In the records below, locate the line containing "AND (cp1.id_product_attribute = cp2.id_product_attribute)", then output that line and all later lines exactly, through the last one.

**Data items:**
——————

Issue #1475, opened 2022-07-29
ps_cart_product missing date_upd column


eschiendorfer:
The table ps_cart_product should be extended with date_upd column. It's a bad behaviour to just have date_add and even overwrite this it when actually an update happened:
https://github.com/thirtybees/thirtybees/blob/c3a495ae6bbbfb1d1c7ef4f66d03d544b34dbcc0/classes/Cart.php#L3269

Why is it important? IMO the cart should be rendered in the order, that the products were added. I believe blockcart module does handle this somehow. But when you want to use the core functions you will walk into this issue.

eschiendorfer:
Puh, I am working on my new theme and this report is almost a year old. This "issue" is basically also in core:

[screen-capture.webm](https://github.com/thirtybees/thirtybees/assets/15154932/d036be2e-5d31-410a-8e7d-4316902cc2ba)

Can I just submit a PR with a new column date_upd. Basically date_upd would be handled as date_add now and date_add is only set when the add_to_cart really happens. Or am I missing something and this is more complex?

eschiendorfer:
I already opened a PR. The default value is actually my question. How can this be set to date_add?

getdatakick:
it can't, at least not without db triggers. And that's not something we want to add right now. I thing that current_timestamp is good enough for now

PR #1699, opened 2023-07-07
Adding date_upd column to cart_product table

eschiendorfer:
This PR should solve: https://github.com/thirtybees/thirtybees/issues/1475

IMO the fix should be a bit modified. Now it's creating the column date_upd with values '0000-00-00 00:00:00'. It would actually be much better if it copies the values from date_add column. Is this possible somehow?

Otherwise the change in setNoMultishipping() might be risky:
https://github.com/thirtybees/thirtybees/compare/main...eschiendorfer:thirtybees:addDateUpdToCartProduct#diff-a1349548e1b4f0f9e9bda744305bba472b6cb9d887572fa1bcb9498f401e5fb7L4882-L4883

### DIFF
--- a/classes/Cart.php
+++ b/classes/Cart.php
@@ -4882,7 +4882,7 @@ class CartCore extends ObjectModel
 						AND (cp1.id_product = cp2.id_product)
 						AND (cp1.id_product_attribute = cp2.id_product_attribute)
 						AND (cp1.id_address_delivery <> cp2.id_address_delivery)
-						AND (cp1.date_upd > cp2.date_upd)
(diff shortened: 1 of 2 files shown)


eschiendorfer:
Ok I saw now your comment about the 'required' thing. Which makes sense. I have tried to use a default value and change the code, so that it works if there is basically no useful date_upd value.

I havent tested setNoMultishipping(). You think that will work like that?

getdatakick:
Picked via commit 3da1bf5be46ed1b262140b598b6f1840b8f0bdf0.

I have changed default value to use `CURRENT_TIMESTAMP` instead of `0000-00-00 00:00:00`, and also generated sql golden file for test.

——————

**Result for this exercise:**
 						AND (cp1.id_product_attribute = cp2.id_product_attribute)
 						AND (cp1.id_address_delivery <> cp2.id_address_delivery)
-						AND (cp1.date_upd > cp2.date_upd)
(diff shortened: 1 of 2 files shown)


eschiendorfer:
Ok I saw now your comment about the 'required' thing. Which makes sense. I have tried to use a default value and change the code, so that it works if there is basically no useful date_upd value.

I havent tested setNoMultishipping(). You think that will work like that?

getdatakick:
Picked via commit 3da1bf5be46ed1b262140b598b6f1840b8f0bdf0.

I have changed default value to use `CURRENT_TIMESTAMP` instead of `0000-00-00 00:00:00`, and also generated sql golden file for test.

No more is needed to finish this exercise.